Missions: Microsatellites



The MOST (Microvariability and Oscillations of STars) astronomy mission under the Canadian Space Agency’s Small Payloads Program is Canada’s first space science microsatellite and Canada’s first space telescope. MOST was successfully launched 30 June 2003 on a “Rockot” launch vehicle from Plesetsk, Russia.

The satellite’s mission is to conduct long-duration stellar photometry observations in space. The primary science objectives include measuring light intensity oscillations in solar type stars; determining the age of nearby “metal-poor sub-dwarf” stars, which in turn allows a lower limit to be set on the age of the Universe; and detecting the first reflected light from orbiting exoplanets and using it to determine the composition of their atmospheres.

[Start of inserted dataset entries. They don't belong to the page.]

PR #2093, opened 2024-05-03
Adding the `LowerError` trait

bendk:
This specifies how types are lowered when they are the `E` side of `Result<T, E>`.  The main reason for the trait is that it lets us specialize the handling for interfaces by auto-wrapping the value in an Arc.

This makes using interfaces as errors much more ergonomic.

Also, replace the `Error` bound on the `E` types with `Display + Debug`. I just found out that `anyhow::Error` doesn't actually implement `Error` for some obscure reason.

### DIFF
--- a/fixtures/error-types/src/lib.rs
+++ b/fixtures/error-types/src/lib.rs
@@ -27,13 +27,22 @@ impl From<anyhow::Error> for ErrorInterface {
     }
 }
 
-// must do explicit conversion...
+// Test an interface as the error type
 fn oops() -> Result<(), Arc<ErrorInterface>> {
+    // must do explicit conversion to convert anyhow::Error into ErrorInterface
     Err(Arc::new(
         anyhow::Error::msg("oops")
             .context("because uniffi told me so")
             .into(),
     ))
+}
+
+// Like `oops`, but let UniFFI handle wrapping the interface with an arc
+fn oops_nowrap() -> Result<(), ErrorInterface> {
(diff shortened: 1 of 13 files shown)


fixtures/error-types/src/lib.rs
```diff
@@ -28,12 +28,10 @@ impl From<anyhow::Error> for ErrorInterface {
 }
 
 // must do explicit conversion...
-fn oops() -> Result<(), Arc<ErrorInterface>> {
-    Err(Arc::new(
-        anyhow::Error::msg("oops")
-            .context("because uniffi told me so")
-            .into(),
-    ))
+fn oops() -> Result<(), ErrorInterface> {
```
mhammond, line 31: I assume the old code still works, so maybe keep a test with an explicit `Arc<Struct>`? There's also a trait example below that does keep `Arc<>`, but should it also test a non-arc version?

Maybe also update https://mozilla.github.io/uniffi-rs/udl/errors.html to remove the `Arc<>` from the example, and maybe a changelog entry?

mhammond (approved):

fixtures/error-types/src/lib.rs
bendk: > I assume the old code still works, so maybe keep a test with an explicit Arc<Struct>?

That makes sense, I'll update the test code.

> There's also a trait example below that does keep Arc<>, but should it also test a non-arc version?

This isn't currently possible because you need the Arc to handle the `dyn Trait` part.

To make these measurements, MOST incorporates into a microsatellite design a small (15-cm aperture) high-photometric-precision optical telescope and a high-performance attitude control system that is revolutionary in its pointing accuracy for a microsatellite. The satellite was commissioned during the first few months after launch and is now in science operations mode, exceeding performance predictions.

SFL developed the structure, thermal, on-board computers and telemetry & command systems, along with the ground stations, and directed the spacecraft integration and test effort. Led by Dr. Robert E. Zee, SFL played a critical role in the launch campaign, commissioning and operation of the satellite. SFL received direct mentoring from AMSAT North America (AMSAT-NA), with support from AeroAstro.

In affiliation with AMSAT-NA, the design approach used in AMSAT’s Microsat series of satellites was adapted for use by MOST. SFL also established facilities to support the development of microspace missions, such as computing facilities, assembly, integration and test facilities, three-axis motion table for attitude control testing, microsatellite simulators, thermal cycle and vacuum chambers, clean room, and ground stations to operate these missions.

Three ground stations in Toronto, Vancouver and Vienna are used to download data from MOST. The primary control station is in Toronto, while the secondary stations (Vancouver and Vienna) are controlled and coordinated over the Internet. Although the basic mission can be accomplished with just one ground station, additional science data can be acquired using the secondary stations.

The stations used for MOST communications are based on an amateur radio core station operating at VHF and UHF frequencies. They are upgraded with S-band transverters and BPSK transceivers connected to a 2-m parabolic antenna (downlink) and a 45-element loop yagi (uplink). The antennas are mounted on a heavy-duty, precisely controlled rotator located atop a 20-foot tower.

 Until recently, performing optical astronomy experiments from a low-cost microsatellite (mass < 100 kg) was considered infeasible because of the poor pointing possible from a platform with such small inertia (approx. ± 2°). In 1997, anticipating new microsat attitude control technology, a team of astronomers and aerospace engineers first proposed to the Canadian Space Agency (CSA) a project to obtain astronomical photometry of unprecedented precision from a microsatellite. In the next year, MOST (Microvariablity and Oscillations of STars / Microvariabilité et Oscillations STellaire) was selected to be Canada’s first science microsat, as part of the CSA Small Payloads Program. Additional funding was provided by the Ontario Research and Development Challenge Fund, the Natural Sciences and Engineering Reseach Council (NSERC), the Ontario Centre for Research in Earth and Space Technology and the Universities of Toronto, British Columbia and Vienna.

This science team led by Professor Jaymie Matthews of the Department of Physics and Astronomy at the University of British Columbia (UBC) developed the mission’s detailed science requirements, as well as new theoretical stellar models to exploit photometric data whose precision is two orders of magnitude better than what has been possible from the ground.

Dr. Matthews also led a team of optical, mechanical and electronics engineers at UBC responsible for the design and construction of the instrument, with assistance of the Ontario Centre for Earth and Environmental Technologies (ETech), which has expertise in structural design and instrument testing.

MOST is the first instrument in history capable of detecting these signals and giving direct information about the atmospheres of these mysterious worlds. At the same time, data on the oscillations of the parent stars specify the ages of these stellar/planetary systems – an important test of models of how these planets formed and evolved.